The topic of education is particularly sensitive. For several years, the Polish system has operated under increased pressure, providing Ukrainian children with preparatory classes, additional language lessons, free transport, and material support. The logic of the changes is that this special support is maintained until the end of the 2025/2026 school year, after which children gradually move into the standard education framework for foreigners. This does not mean an automatic deterioration of conditions, but it does mean fewer exceptions and more general rules.
Another important direction is digitalization of documents and identification. The integration of Ukrainian digital solutions with Polish state services and electronic status verification systems fits into the broader digitalization agenda of Poland and the EU. The transition to electronic identification is intended to reduce bureaucracy, while at the same time strengthening control and transparency.
Poland is not preparing a sudden rollback of Ukrainians’ rights and is not creating a scenario of mass loss of status. Instead, the state is gradually moving away from wartime migration management toward a systemic, unified model aligned with European standards. For Ukrainians, this means more predictability, but fewer automatic benefits.
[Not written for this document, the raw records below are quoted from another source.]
PR #1930, opened 2023-01-18
mgmt, bug fix, nextLink in parent model

weidongxu-microsoft:
code is in javagen, but only fluentgen would try to distinguish `nextLink().toString()` for URL and `nextLink()` for String in template.

Though now the default flag is treat URL as String.


haolingdong-msft (approved):
LGTM.

PR #1934, opened 2023-01-20
cadl, use isApiVersion in cadl-dpg

haolingdong-msft:
WIP tests part.


cadl-extension/src/code-model-builder.ts
```diff
@@ -242,7 +243,7 @@ export class CodeModelBuilder {
       server.parameters.forEach((it) => {
         let parameter;
 
-        if (it.name === "ApiVersion") {
+        if (isApiVersion(this.program, it as any)) {
```
haolingdong-msft, line 246: This part I referred to [cadl-python](https://github.com/Azure/autorest.python/blob/main/packages/cadl-python/src/emitter.ts#L1143). I know that using `as any` is not a good practice, I saw Isabella created an issue in cadl-dpg, so I leave a question there https://github.com/Azure/cadl-azure/issues/2239#issuecomment-1398055201, I will keep our code updated with python-cadl.

weidongxu-microsoft: You belongs to the cadl-dpg

I would assume we modify it to take `HttpOperationParameter | ModelProperty`
https://github.com/Azure/cadl-azure/blob/fb8b612/packages/cadl-dpg/src/utils.ts#L38-L42

weidongxu-microsoft (approved):

cadl-tests/cadl/server.cadl
```diff
@@ -1,6 +1,8 @@
 import "@cadl-lang/rest";
+import "@cadl-lang/versioning";
 
 using Cadl.Http;
+using Cadl.Versioning;
```
weidongxu-microsoft, line 5: seems not need Cadl.Versioning

weidongxu-microsoft (approved):

cadl-tests/cadl/server.cadl
```diff
@@ -15,10 +17,21 @@ using Cadl.Http;
 
     @doc("top-level domain, use org")
     tld?: string = "org",
+
+    @doc("Api Version")
+    @path
```
weidongxu-microsoft, line 22: Do we need `@path`?

cadl-extension/src/code-model-builder.ts
haolingdong-msft: I can take this issue as well. I will merge this pr first.

XiaofeiCao (approved):

cadl-tests/cadl/apiversion.cadl
```diff
@@ -0,0 +1,29 @@
...
+)
+namespace Cadl.ApiVersion;
+
+enum APIVersions {
+  v1_0: "v1.0",
+}
+
+@route("/apiversion")
+interface ApiVersionOp {
+  read(): string;
```
XiaofeiCao, line 28: What does this operation do? Should we can add a query parameter named `api-version`?

haolingdong-msft: We tested api version in path param. https://github.com/Azure/autorest.java/blob/c3d52e44fd85c31c835e3b176828b3117ca16a47/cadl-tests/src/main/java/com/cadl/apiversion/implementation/ApiVersionClientImpl.java#L140

PR #1935, opened 2023-01-21
cadl, createDpgContext

weidongxu-microsoft:


cadl-extension/src/code-model-builder.ts
```diff
@@ -138,15 +139,7 @@ export class CodeModelBuilder {
...
-    const dpgEmitterOptions = {
-      "generate-protocol-methods": true,
-      "generate-convenience-methods": this.options["dev-options"]?.["generate-convenience-apis"] ?? true,
-    };
-    const dpgEmitterContext = {
-      ...context,
-      options: dpgEmitterOptions,
-    };
-    this.dpgContext = createDpgContext(dpgEmitterContext);
+    this.dpgContext = createDpgContext(context as EmitContext<DpgEmitterOptions>);
```
weidongxu-microsoft, line 142: we already allow additional properties, so cadl-dpg can just get whatever they want from `EmitterOptions`.
https://github.com/Azure/autorest.java/blob/22b939105798cb9bf894e46bf7aafb4b19a93b61/cadl-extension/src/emitter.ts#L34-L37

PR #1936, opened 2023-01-25
Generate tracing config in template

lmolkova:
Generating tracing configuration. It will:
- replace per-request context key to pass Azure resource provider namespace
- ensure that client libraries configure it properly

TODO:
- [ ] regenerate tests


weidongxu-microsoft:
You can first let Alan and Srikanta take a first pass, then get down to update the tests (and some default versions).

Also we might want to decide whether to have it in mgmt, and whether we'd able to deduce a default value if not provided (e.g. from API path), as many DPG/Cadl lib may not involve a handwritten configure.

PR #1937, opened 2023-01-30
cadl, update some tests to use trait

weidongxu-microsoft:


cadl-tests/cadl/special-headers.cadl
```diff
@@ -23,30 +25,23 @@ model Resource {
...
-model SpecialHeaderParameters {
-  @header("Repeatability-Request-ID") requestId?: string;
-  @header("Repeatability-First-Sent") firstSent?: zonedDateTime;
-}
-
-model Customizations {
-  parameters: SpecialHeaderParameters;
-}
+interface ResourceOperations
+  extends Azure.Core.ResourceOperations<SupportsRepeatableRequests & NoConditionalRequests & NoClientRequestId> {}
```
weidongxu-microsoft, line 29: Use SupportsRepeatableRequests trait

cadl-tests/cadl/response.cadl
```diff
@@ -35,24 +39,16 @@ model ResourceArray is Resource[];
...
 
   @doc("Deletes a resource.")
-  delete is ResourceDelete<Resource>;
+  delete is ResourceOperations.ResourceDelete<Resource>;
 
   @doc("Lists the existing resources.")
-  list is ResourceList<Resource>;
-
-  @doc("Creates a new resource with service provided name.")
-  createResource is ResourceCreateWithServiceProvidedName<
```
weidongxu-microsoft, line 50: removed as this is no longer a valid usage.

source should use trait in Azure.Core.Trait instead.

cadl-tests/cadl/response.cadl
```diff
@@ -26,6 +27,9 @@ model Resource {
 
 model ResourceArray is Resource[];
 
+interface ResourceOperations
+  extends Azure.Core.ResourceOperations<NoRepeatableRequests & NoConditionalRequests & NoClientRequestId> {}
```
weidongxu-microsoft, line 31: This would be same as StandardResourceOperations, but that likely will be removed from core
https://github.com/Azure/cadl-azure/blob/main/packages/cadl-azure-core/lib/operations.cadl#L308

cadl-tests/cadl/special-headers.cadl
```diff
@@ -23,30 +25,23 @@ model Resource {
...
 
 @route("/special-headers")
 interface SpecialHeadersOp {
   @get
-  @doc("Send a get request without header Repeatability-Request-ID and Repeatability-First-Sent")
```
weidongxu-microsoft, line 38: GET actually won't have these.

cadl-tests/cadl/special-headers.cadl
weidongxu-microsoft: https://github.com/Azure/cadl-azure/blob/main/packages/cadl-azure-core/lib/traits.cadl#L143-L156

haolingdong-msft (approved):

cadl-tests/cadl/special-headers.cadl
haolingdong-msft: I checked trait related [doc](https://azure.github.io/cadl-azure/docs/getstarted/azure-core/step09). From my understanding, `SupportsRepeatableRequests` trait is used to make sure `repeatability-request-id` and `repeatability-first-sent` exist in request and response header, in other word, we will treat these two header params as required i.e. putting them to the method signature. Please correct me if I am wrong.

weidongxu-microsoft: This 2 param is special. They are generated by SDK instead (a random GUID and current time) for this specific purpose https://docs.oasis-open.org/odata/repeatable-requests/v1.0/cs01/repeatable-requests-v1.0-cs01.html
(hence this is `special-headers.cadl`. this test is not really relates to trait, it is to test that these header is indeed provided by SDK, not suer)

PR #1961, opened 2023-02-09
cadl, upgrade compiler 0.40

haolingdong-msft:


weidongxu-microsoft (approved):
update readme as well.

PR #734, opened 2023-07-05
fix: handle new update call errors (IC-1462)

rvanasa:
# Description

Handles the new update call error messages introduced in [IC-1462](https://github.com/dfinity/interface-spec/pull/143). 

Corresponds to https://github.com/dfinity/agent-rs/pull/422. 

# How Has This Been Tested?

This PR includes a unit test for the new update call behavior. 

I also ran a local sanity check using the setup described in [this forum post](https://forum.dfinity.org/t/not-calling-accept-message-in-inspect-message-not-rejecting-immediately-in-dfx-0-14-2-beta-2/21105), replacing Candid UI with a simple webapp pointing to a local `agent-js` installation. 

# Checklist:

- [x] I have made corresponding changes to the documentation. (N/A)

[IC-1462]: https://dfinity.atlassian.net/browse/IC-1462?atlOrigin=eyJpIjoiNWRkNTljNzYxNjVmNDY3MDlhMDU5Y2ZhYzA5YTRkZjUiLCJwIjoiZ2l0aHViLWNvbS1KU1cifQ

### DIFF
--- a/packages/agent/src/actor.ts
+++ b/packages/agent/src/actor.ts
@@ -58,13 +58,13 @@ export class UpdateCallRejectedError extends ActorCallError {
   ) {
     super(canisterId, methodName, 'update', {
       'Request ID': toHex(requestId),
-      ...(response.body?.error_code
-        ? {
-            'Error code': response.body.error_code,
-          }
-        : {}),
       ...(response.body
         ? {
+            ...(response.body.error_code
+              ? {
+                  'Error code': response.body.error_code,
+                }
+              : {}),
             'Reject code': String(response.body.reject_code),
             'Reject message': response.body.reject_message,
           }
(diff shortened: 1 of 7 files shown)


dfx-json (approved):
🙏🏼

packages/agent/src/actor.ts
```diff
@@ -364,7 +376,7 @@ function _createActorMethod(
         effectiveCanisterId: ecid,
       });
 
-      if (!response.ok) {
+      if (!response.ok || response.body /* IC-1462 */) {
```
ericswanson-dfinity, line 379: Would you please describe a little more here why we would treat "the response has a body" as "Update call rejected" ?  I'm reading the description for IC-1462 and don't understand.

rvanasa: From the [spec](https://github.com/dfinity/interface-spec/blob/master/spec/index.md#request-call-http-call):

image

I don't fully understand the reasoning for this change, but this is indeed the correct behavior for the latest `dfx` release.

ericswanson-dfinity (approved):

PR #736, opened 2023-07-07
feat: expose boundary node http headers to calls

keplervital:
# Description

This PR extens the `query` and `call` method responses to include the boundary node http headers. Moreover, it introduces a new method to the actor creation that enriches the provide type to include the http details of call.

# How Has This Been Tested?

- http calls responses are tested with snapshots
- `requestAndRetry` logic is validated by using a custom error type `AgentHTTPResponseError `
- actor interface is tested by mocking the pollForResponse and testing that both `createActor` and `createActorWithHttpDetails` return the same decoded response and that the later also includes the expected `httpDetails`
- Linked locally with the service worker and manually validated the integration

# Checklist:

### DIFF
--- a/docs/generated/changelog.html
+++ b/docs/generated/changelog.html
@@ -32,9 +32,11 @@
           in the type table
         </li>
         <li>
-          feat: support composite_query in candid
-          fix: fix a bug in decoding service types, when function types come after the service type in the type table
+          feat: support composite_query in candid fix: fix a bug in decoding service types, when
+          function types come after the service type in the type table
         </li>
+        <li>feat: include boundary node http details to query and update calls</li>
+        <li>feat: adds method for actor creation that includes boundary node http details</li>
       </ul>
       <h2>Version 0.15.7</h2>
       <ul>
--- a/docs/generated/changelog.html
+++ b/docs/generated/changelog.html
@@ -31,9 +31,10 @@
           fix: fix a bug in decoding service types, when function types come after the service type
           in the type table
         </li>
+        <li>feat: support composite_query in candid</li>
         <li>
-          feat: support composite_query in candid fix: fix a bug in decoding service types, when
-          function types come after the service type in the type table
+          fix: fix a bug in decoding service types, when function types come after the service type
+          in the type table
         </li>
         <li>feat: include boundary node http details to query and update calls</li>
         <li>feat: adds method for actor creation that includes boundary node http details</li>
--- a/packages/agent/src/actor.ts
+++ b/packages/agent/src/actor.ts
@@ -2,6 +2,7 @@ import { Buffer } from 'buffer/';
 import {
   Agent,
   getDefaultAgent,
+  HttpDetailsResponse,
   QueryResponseRejected,
   QueryResponseStatus,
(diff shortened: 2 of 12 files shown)


docs/generated/changelog.html
```diff
@@ -32,9 +32,11 @@ <h2>Version x.x.x</h2>
           in the type table
         </li>
         <li>
-          feat: support composite_query in candid
-          fix: fix a bug in decoding service types, when function types come after the service type in the type table
+          feat: support composite_query in candid fix: fix a bug in decoding service types, when
```
dfx-json, line 35: Looks like the newline was accidentally removed here.

packages/agent/src/agent/api.ts
```diff
@@ -161,11 +172,16 @@ export interface Agent {
...
    * @param options Options to use to create and send the query.
+   * @param identity Sender principal to use when sending the query.
    * @returns The response from the replica. The Promise will only reject when the communication
    *     failed. If the query itself failed but no protocol errors happened, the response will
    *     be of type QueryResponseRejected.
    */
-  query(canisterId: Principal | string, options: QueryFields): Promise<QueryResponse>;
+  query(
+    canisterId: Principal | string,
+    options: QueryFields,
```
dfx-json, line 182: do you think it makes sense to add `identity` to `options` instead of changing the function signature?

packages/agent/src/actor.ts
```diff
@@ -285,11 +312,20 @@ export class Actor {
...
+    return new (this.createActorClass(interfaceFactory, false))(
       configuration,
     ) as unknown as ActorSubclass<T>;
   }
 
+  public static createActorWithHttpDetails<T = Record<string, ActorMethod>>(
+    interfaceFactory: IDL.InterfaceFactory,
+    configuration: ActorConfig,
+  ): ActorSubclass<ActorMethodMappedWithHttpDetails<T>> {
+    return new (this.createActorClass(interfaceFactory, true))(
```
rvanasa, line 324: It might be worth using an object parameter to simplify adding other configuration options in the future, i.e.:

```suggestion
    return new (this.createActorClass(interfaceFactory, {
      httpDetails: true,
    }))(
```

docs/generated/changelog.html
keplervital: This was done by the a pre-commit hook, might be related to having two types of changes under the same `li`, i'll one to another `li`

packages/agent/src/agent/api.ts
keplervital: I thought the same things when i was looking at this code, but i haven't modified anything, this was just added to the interface for completeness because the api query implementation was already receiving the identity as an extra argument [here](https://github.com/keplervital/agent-js/blob/8254c47694c1286058a8293547bda98a6d19c8e1/packages/agent/src/agent/http/index.ts#L377).

packages/agent/src/actor.ts
keplervital: Makes sense, updated it now 👍

dfx-json (approved):
LGTM. Thank you @keplervital !

PR #745, opened 2023-07-31
Feat/jsbi

Perlets9:
With react native there 2 big issues:

1. Bigint literals are not supported
2. WebAssembly is not supported

To address the first issue and support Bigint, is better to use a library, in this case, I chose the JSBI library.

Regarding the second issue, the web assembly is used by the bls verification. There is a possibility to use a custom version of the `blsVerify` as a parameter for the `pollForResponse` function, maybe using the @dfinity/bls-verify, but is not working at the moment. 

In this PR also there is a fix for the `pollForResponse` because, in some situations, wrong parameters were used.

### DIFF
--- a/demos/sample-javascript/package.json
+++ b/demos/sample-javascript/package.json
@@ -1,7 +1,7 @@
 {
   "name": "@dfinity/ic-agent-sample-javascript-app",
   "private": true,
-  "version": "0.16.1",
+  "version": "0.18.1",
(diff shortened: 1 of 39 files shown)


sea-snake:
> 1. Bigint literals are not supported

BigInt are supported for a while already on React Native with `Hermes` engine, which has been the default since a few releases.

PR #747, opened 2023-08-01
feat: crypto nonce randomness

krpeacock:
# Description
 
Currently default nonce generation is using Math.random, a pseudorandom source of randomness. We can take advantage of better tools when they are available

Fixes SDK-1194

# How Has This Been Tested?

Updated and new unit tests

# Checklist:


packages/agent/src/agent/http/types.ts
```diff
@@ -109,8 +110,9 @@ export function makeNonce(): Nonce {
   const buffer = new ArrayBuffer(16);
   const view = new DataView(buffer);
   const now = BigInt(+Date.now());
-  const randHi = Math.floor(Math.random() * 0xffffffff);
-  const randLo = Math.floor(Math.random() * 0xffffffff);
+  const randHi = Math.floor(randomNumber() * 0xffffffff); //?
+  const randLo = Math.floor(randomNumber() * 0xffffffff); //?
```
ericswanson-dfinity, line 114: Suggestion: make it so we don't (in several cases) divide by 4294967295 only to multiply by 0xffffffff here
```suggestion
  const randHi = Math.floor(randomNumber()); //?
  const randLo = Math.floor(randomNumber()); //?
```

packages/agent/src/utils/random.ts
```diff
@@ -0,0 +1,28 @@
+export const randomNumber = () => {
+  // determine whether browser crypto is available
+  if (typeof window !== 'undefined' && !!window.crypto && !!window.crypto.getRandomValues) {
+    const array = new Uint32Array(1);
+    window.crypto.getRandomValues(array);
+    return array[0] / 4294967295;
```
ericswanson-dfinity, line 6:
```suggestion
    return array[0];
```

packages/agent/src/utils/random.ts
```diff
@@ -0,0 +1,28 @@
...
+  }
+  // A second check for webcrypto, in case it is loaded under global instead of window
+  if (typeof crypto !== 'undefined' && crypto.getRandomValues) {
+    const array = new Uint32Array(1);
+    crypto.getRandomValues(array);
+    array;
+    array[0]; //?
+    return array[0] / 4_294_967_295;
```
ericswanson-dfinity, line 14:
```suggestion
    return array[0];
```

packages/agent/src/utils/random.ts
```diff
@@ -0,0 +1,28 @@
...
+  }
+
+  type nodeCrypto = {
+    randomInt: (min: number, max: number) => number;
+  };
+
+  // determine whether node crypto is available
+  if (typeof crypto !== 'undefined' && (crypto as unknown as nodeCrypto).randomInt) {
+    return (crypto as unknown as nodeCrypto).randomInt(0, 1_000_000_000) / 4_294_967_295;
```
ericswanson-dfinity, line 23:
```suggestion
    return (crypto as unknown as nodeCrypto).randomInt(0, 1_000_000_000);
```

packages/agent/src/utils/random.ts
```diff
@@ -0,0 +1,28 @@
...
+  }
+
+  // fall back to Math.random
+  return Math.random();
```
ericswanson-dfinity, line 27:
```suggestion
  return Math.random() * 0xffffffff;
```

packages/agent/src/utils/random.ts
ericswanson-dfinity, line 23: Also is 1_000_000_000 correct here?

krpeacock:
I was aiming initially to reproduce the behavior of Math.random, but I agree that yielding a random integer is preferable. I'll simplify, using your recommendations

packages/agent/src/utils/random.ts
```diff
@@ -0,0 +1,30 @@
+/**
+ * Generates a random unsigned 32-bit integer between 0 and 0xffffffff
+ * @returns {number} a random number
+ */
+export const randomNumber = () => {
```
ericswanson-dfinity, line 5: appropriate/useful?
```suggestion
export const randomNumber = (): number => {
```

packages/agent/src/utils/random.ts
```diff
@@ -0,0 +1,30 @@
+/**
```
ericswanson-dfinity, line 1: Could you write some rationale here for why we are not requiring some well-established crypto library and always using it here?

```
import { randomBytes } from 'crypto';

export const randomNumber = (): number => {
  return randomBytes(4).readUInt32BE(0);
};
```

packages/agent/src/utils/random.ts
krpeacock: This is possibly the most controversial question in the TypeScript community 😁. I've chosen not to enforce return types for this codebase. 

Broadly speaking, this type is trivially inferred, so it does not add any utility for someone importing the function

packages/agent/src/utils/random.ts
ericswanson-dfinity: Thanks!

The main challenge lies not in the changes themselves, but in the need to adapt to new rules of the game.
This process is neither instantaneous nor chaotic. It is stretched over time, has a clear horizon until 2027, and requires close attention to official decisions rather than emotional interpretations. Panic is not justified here, but ignoring the changes would be dangerous. Ukrainians in Poland should prepare not for a loss of rights, but for life within a system where those rights are no longer an exception, but part of general rules.